# Birthday crawfish boil



## capt.joe (Feb 2, 2011)

I think I started a new tradition! My Birthday was yesterday. Toughed out the rain getting everything prepped, then we had a break in the rain by the time it was ready. 31lbs of crawfish with all the fixins!!! Turned out perfect


----------



## lastcast (Oct 12, 2007)

Looks like a great way to spend a Birthday. Happy belated Birthday.


----------



## Jason (Oct 2, 2007)

Wait a dern minute!!!! I wasn't there!!! Talking to the ole lady bout crawdads yesterday too! That's OK, making a trip to NO this weekend!!!

HAPPY BDAY anyways!!!


----------



## capt.joe (Feb 2, 2011)

lol, we should do a PFF boil. I got the crawfish at Cub's. Louisiana farm raised


----------



## nathar (Jun 25, 2009)

April 9th will be my fourth annual birthday boil. I like this new tradition. My wife's best friend's husband's birthday is the same month, so we double up and throw a bash. :thumbup:

Happy belated birthday!


----------



## Sunshine17 (Dec 11, 2009)

capt.joe said:


> lol, we should do a PFF boil.

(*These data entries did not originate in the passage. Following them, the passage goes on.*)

PR #3235, opened 2026-08-19
escape f-string literal parts so as_string round-trips

kali834x:
## Type of Changes

|     | Type          |
| --- | ------------- |
| ✓   | :bug: Bug fix |

## Description

`AsStringVisitor.visit_joinedstr` renders an f-string by joining the literal parts and the `{expression}` parts, then picks a surrounding quote from a fixed list by taking the first one that does not appear in the rendered body. When all four candidates (`'`, `"`, `'''`, `"""`) occur in the body the loop falls through and the last value `'''` is used anyway, so the emitted f-string terminates early. Adjacent f-strings such as `f'"""{v}' f"'''"` merge into a single `JoinedStr` whose parts together carry every quote sequence, which is enough to hit this from ordinary source. `as_string()` is meant to round-trip, and a couple of brains reparse its output: `brain_dataclasses` feeds it into a synthesized `__init__` and `brain_namedtuple_enum` into a mocked `Enum` member, so the broken string either raises `AstroidSyntaxError` during a plain `parse()` or reparses to a different expression and quietly rewrites the synthesized `__init__` signature. I ran into it checking that dataclass field defaults survive a round-trip. The fix leaves the existing fast path alone and, only when no candidate quote is free, re-escapes the literal parts against a quote that is absent from the `{expression}` parts, which cannot hold a backslash, so the output parses back to the same node. Added a regression test in `tests/test_nodes.py`.

### DIFF
--- a/astroid/nodes/as_string.py
+++ b/astroid/nodes/as_string.py
@@ -323,13 +323,13 @@ class AsStringVisitor:
         formatted = "".join(
             value.accept(self)
             for value in node.values
-            if type(value).__name__ != "Const"
+            if not isinstance(value, nodes.Const)
         )
         quote = "'" if "'" not in formatted else '"'
         string = "".join(
             (
                 _escaped_fstring_literal(value.value, quote)
-                if type(value).__name__ == "Const"
+                if isinstance(value, nodes.Const)
                 else value.accept(self)
             )
             for value in node.values
--- a/astroid/nodes/as_string.py
+++ b/astroid/nodes/as_string.py
@@ -317,18 +317,22 @@ class AsStringVisitor:
             if quote not in string:
                 return "f" + quote + string + quote
 
-        # Every candidate quote is present in the body. Re-escape the literal
-        # parts against a quote absent from the {expression} parts (which cannot
-        # hold a backslash) so the f-string cannot terminate early.
+        # Every candidate quote is present in the body. Pick a delimiter absent
+        # from the {expression} parts (which cannot hold a backslash) and
+        # escape it in the literal parts so the f-string cannot terminate early.
         formatted = "".join(
             value.accept(self)
             for value in node.values
             if not isinstance(value, nodes.Const)
         )
-        quote = "'" if "'" not in formatted else '"'
+        quote = next(
+            (q for q in ("'", '"', "'''", '"""') if q not in formatted),
+            # Unrepresentable: every delimiter occurs in an expression part.
+            "'''",
+        )
         string = "".join(
             (
-                _escaped_fstring_literal(value.value, quote)
+                _escaped_fstring_literal(value.value, quote[0])
                 if isinstance(value, nodes.Const)
                 else value.accept(self)
             )
--- a/astroid/nodes/as_string.py
+++ b/astroid/nodes/as_string.py
@@ -312,11 +312,28 @@ class AsStringVisitor:
 
         # Try to find surrounding quotes that don't appear at all in the string.
         # Because the formatted values inside {} can't contain backslash (\)
-        # using a triple quote is sometimes necessary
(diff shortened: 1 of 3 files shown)


astroid/nodes/as_string.py
```diff
@@ -312,11 +312,28 @@ def visit_joinedstr(self, node: nodes.JoinedStr) -> str:
...
-                break
+                return "f" + quote + string + quote
 
+        # Every candidate quote is present in the body. Re-escape the literal
+        # parts against a quote absent from the {expression} parts (which cannot
+        # hold a backslash) so the f-string cannot terminate early.
+        formatted = "".join(
+            value.accept(self)
+            for value in node.values
+            if type(value).__name__ != "Const"
```
DanielNoord: Can't we use `isinstance` here and below?

kali834x: Yes, switched both to isinstance(value, nodes.Const).

astroid/nodes/as_string.py
```diff
@@ -312,11 +312,28 @@ def visit_joinedstr(self, node: nodes.JoinedStr) -> str:
...
 
+        # Every candidate quote is present in the body. Re-escape the literal
+        # parts against a quote absent from the {expression} parts (which cannot
+        # hold a backslash) so the f-string cannot terminate early.
+        formatted = "".join(
+            value.accept(self)
+            for value in node.values
+            if not isinstance(value, nodes.Const)
+        )
+        quote = "'" if "'" not in formatted else '"'
```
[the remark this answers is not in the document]
kali834x: Good catch, the pick between the two single quotes wasn't enough. The fallback now takes the first of ', ", ''', """ that's absent from the expression parts and escapes that character in the literal parts, with a test where an expression renders both single-character quotes. If every delimiter occurs in an expression part (only reachable through nested f-strings) there's no representable form on the pre-3.12 grammar at all, so it falls back to ''' as before.

doc/whatsnew/fragments/3235.bugfix
```diff
@@ -0,0 +1,7 @@
+``as_string()`` no longer renders an f-string wrapped in a quote that also
+appears in its body. Such an f-string terminated early and either failed to
```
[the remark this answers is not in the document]
kali834x: Reworded to "whose delimiter reappears unescaped in its body".

kali834x:
any update?

tests/test_nodes.py
```diff
@@ -1853,6 +1853,30 @@ def test_parse_fstring_debug_mode() -> None:
     assert node.as_string() == "f'3={3!r}'"
 
 
+def test_fstring_as_string_roundtrip_with_mixed_quotes() -> None:
+    # Adjacent f-strings merge into one JoinedStr whose parts together contain
+    # every candidate quote style, so as_string() must not pick a delimiter that
+    # reappears in the body: that would terminate the f-string early and let the
+    # tail reparse as a different expression.
+    node = astroid.extract_node("f'\"\"\"{v}' f\"'''\"")
```
Pierre-Sassoulas, line 1861: Let's use '''...''' or """...""" is there's an autoreformat, this is currentely unreadable.

Pierre-Sassoulas (changes requested):
Sorry for the delay. LGTM apart some readability issue (didn't add a comment everywhere but you get the idea)

tests/test_nodes.py
kali834x: Done, all three sources in the test are triple-quoted blocks now. Each still has one `\"""` because the inputs need both `'''` and `"""` in the body to reach the fallback, so one of them has to be escaped whichever delimiter wraps it.

Pierre-Sassoulas (approved):
LGTM, thank you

I got the crawfish at Cub's. Louisiana farm raised


+ 1 on the PFF boil, that would be awesome.


----------



## lastcast (Oct 12, 2007)

capt.joe said:


> lol, we should do a PFF boil. I got the crawfish at Cub's. Louisiana farm raised


We do need to get one together. :thumbup:


----------



## capt.joe (Feb 2, 2011)

made some etouffee with the leftover tails


----------